INTERVIEW/R&D, industry, culture musts for an AI Taiwan:NSTC head

Transforming Taiwan into an "artificial intelligence (AI) island," proposed by President Lai Ching-te (賴清德) in his inaugural speech in May.

Transforming Taiwan into an “artificial intelligence (AI) island,” proposed by President Lai Ching-te (賴清德) in his inaugural speech in May, will need to meet underlying intangible conditions for it to become reality, Taiwan’s new tech chief has cautioned.

In a recent interview with CNA, Wu Cheng-wen (吳誠文), the new head of Taiwan’s National Science and Technology Council (NSTC), affirmed Lai’s vision of leveraging chipmaking to consolidate Taiwan’s role in the AI era.

At Computex in early June, the president listed three foundational tasks for this transition: setting up data centers with supercomputers to build up computational power; ensuring electricity, especially green power; and cultivating talent for these industries.

Wu told CNA that strengthening these physical capabilities and human resources would indeed buttress the building of an AI island, but other intangible conditions were also needed.

Primary among them are building AI research capacity and developing an AI industry, Wu said, but most important will be fostering a culture of people willing to use AI as a tool so that the research can be relevant and the industry can flourish.

Conditioned by culture

Wu acknowledged Taiwan’s prowess in hardware manufacturing to support an AI infrastructure, but developing broader AI technologies and systems also would necessitate R&D capabilities, he said.

“Developing systems means more than semiconductors and equipment manufacturing,” he said, especially given that Taiwan’s semiconductor vendors cater their manufacturing to the needs of foreign clients.

“Be it Nvidia, AMD, Intel or Qualcomm, what they all ask is for Taiwanese companies to manufacture chips based on their designs, or sometimes we do the designs as well but the specifications are decided by them,” Wu said.

“That OEM (original equipment manufacturer) model has a high entry threshold, and Taiwan is the only one that has the required manufacturing capability,” Wu said, but an advanced AI island “would need to have more than that.”

The government now is making an effort to leverage that advantage to stimulate R&D in software and system integration, Wu added.

This is conditioned upon the presence of an industry to incentivize the R&D of AI systems and applications, and the success of an industry in turn is “driven by people’s basic needs,” Wu believed.

That means the key for an AI island boils down to Taiwanese people having the mindset of using AI tools and systems, he said.

A pervasive AI culture

Asked whether using ChatGPT qualifies as a building block in this culture, Wu had his reservations.

Though it is “nearly human” in terms of natural language processing, “as a tool it actually has traps and risks of providing misleading or mistaken answers and can be misused when you have little understanding of its limitations,” according to Wu.

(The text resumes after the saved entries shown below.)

PR #2203, opened 2024-02-02
CLDC-3172 Update routing for staircase transactions

kosiakkatrina:
If staircase is yes, we don't want to route to questions 83-87. I've only added the routing changes to questions 83 and 84, because the rest of them already have a condition that depends on 84 being answered

### DIFF
--- a/app/models/form/sales/pages/buyer_previous.rb
+++ b/app/models/form/sales/pages/buyer_previous.rb
@@ -12,7 +12,7 @@ class Form::Sales::Pages::BuyerPrevious < ::Form::Page
   end
 
   def routed_to?(log, _current_user)
-    return false if log.staircase == 1 && log.form.start_year_after_2024?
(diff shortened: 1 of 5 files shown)


app/models/form/sales/pages/buyer_previous.rb
```diff
@@ -10,4 +10,10 @@ def questions
       Form::Sales::Questions::BuyerPrevious.new(nil, nil, self, joint_purchase: @joint_purchase),
     ]
   end
+
+  def routed_to?(log, _current_user)
+    return false if log.staircase == 1 && log.form.start_year_after_2024?
```
natdeanlewissoftwire: nit: can we make staircase == 1 a method on the log model so it's clearer what value 1 means?

natdeanlewissoftwire (approved):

Only when users have a good understanding of both the advantages and limitations of AI tools, and can use them with ease, can it be said that a culture has formed, he noted.

“We are working toward the goal of fostering a culture of using AI tools beyond the high-tech sector, which only represents a minority of a society,” Wu said.

“When we can define and develop industry from the needs,” resources can be allocated to different sectors rather than concentrated in certain fields, he added.

Wu did not specify on what the government could do to help build the culture, but he hinted at a government-initiated project, to be announced later this year, to foster collaboration between Taiwan’s existing strengths and sectors to develop AI systems based on needs.

He cited medical care as one promising field for developing Taiwan’s local AI system.

One application, Wu suggested, could be a “hospital at home” assisted by AI systems, which could tackle the problems of an aging society, shortage of health care workers, and lack of resources in rural and remote communities.

The market would be big if every household needed AI devices for this kind of health care service, he said, adding that setting up a medical cloud could also rely on Taiwan’s own technologies and accommodate its own health care system and needs.

This kind of coordination will be supported by the new policy, with the goal of implementing it in every sector, from national defense to non-tech industries, Wu said.

“Once AI becomes a basic need, or culture, of the general public, industry and investment can then be invigorated,” he added.